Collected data
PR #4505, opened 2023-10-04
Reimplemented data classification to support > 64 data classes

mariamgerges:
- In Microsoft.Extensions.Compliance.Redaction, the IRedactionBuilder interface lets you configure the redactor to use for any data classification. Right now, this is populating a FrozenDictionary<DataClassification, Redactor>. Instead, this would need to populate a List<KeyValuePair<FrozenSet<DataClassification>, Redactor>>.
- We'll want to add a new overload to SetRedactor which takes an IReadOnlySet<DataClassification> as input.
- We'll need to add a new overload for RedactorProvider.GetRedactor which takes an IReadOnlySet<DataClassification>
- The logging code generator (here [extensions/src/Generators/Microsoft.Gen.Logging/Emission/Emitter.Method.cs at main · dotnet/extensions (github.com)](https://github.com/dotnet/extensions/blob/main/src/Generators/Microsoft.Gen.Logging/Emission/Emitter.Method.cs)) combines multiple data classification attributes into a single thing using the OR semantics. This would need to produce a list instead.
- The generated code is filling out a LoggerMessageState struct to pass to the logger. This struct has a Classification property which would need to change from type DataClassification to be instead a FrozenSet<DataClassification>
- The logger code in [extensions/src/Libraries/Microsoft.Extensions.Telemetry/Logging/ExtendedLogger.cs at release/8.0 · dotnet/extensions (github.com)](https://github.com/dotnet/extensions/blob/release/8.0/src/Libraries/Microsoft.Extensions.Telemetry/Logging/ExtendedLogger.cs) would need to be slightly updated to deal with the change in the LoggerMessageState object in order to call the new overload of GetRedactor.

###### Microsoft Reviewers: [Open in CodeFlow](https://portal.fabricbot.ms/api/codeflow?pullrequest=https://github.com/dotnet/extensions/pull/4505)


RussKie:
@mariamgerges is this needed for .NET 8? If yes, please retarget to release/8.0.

• **Directions**: The data are to be transcribed in full, exactly as given.

• **Answer section**:
PR #4505, opened 2023-10-04
Reimplemented data classification to support > 64 data classes

mariamgerges:
- In Microsoft.Extensions.Compliance.Redaction, the IRedactionBuilder interface lets you configure the redactor to use for any data classification. Right now, this is populating a FrozenDictionary<DataClassification, Redactor>. Instead, this would need to populate a List<KeyValuePair<FrozenSet<DataClassification>, Redactor>>.
- We'll want to add a new overload to SetRedactor which takes an IReadOnlySet<DataClassification> as input.
- We'll need to add a new overload for RedactorProvider.GetRedactor which takes an IReadOnlySet<DataClassification>
- The logging code generator (here [extensions/src/Generators/Microsoft.Gen.Logging/Emission/Emitter.Method.cs at main · dotnet/extensions (github.com)](https://github.com/dotnet/extensions/blob/main/src/Generators/Microsoft.Gen.Logging/Emission/Emitter.Method.cs)) combines multiple data classification attributes into a single thing using the OR semantics. This would need to produce a list instead.
- The generated code is filling out a LoggerMessageState struct to pass to the logger. This struct has a Classification property which would need to change from type DataClassification to be instead a FrozenSet<DataClassification>
- The logger code in [extensions/src/Libraries/Microsoft.Extensions.Telemetry/Logging/ExtendedLogger.cs at release/8.0 · dotnet/extensions (github.com)](https://github.com/dotnet/extensions/blob/release/8.0/src/Libraries/Microsoft.Extensions.Telemetry/Logging/ExtendedLogger.cs) would need to be slightly updated to deal with the change in the LoggerMessageState object in order to call the new overload of GetRedactor.

###### Microsoft Reviewers: [Open in CodeFlow](https://portal.fabricbot.ms/api/codeflow?pullrequest=https://github.com/dotnet/extensions/pull/4505)


RussKie:
@mariamgerges is this needed for .NET 8? If yes, please retarget to release/8.0.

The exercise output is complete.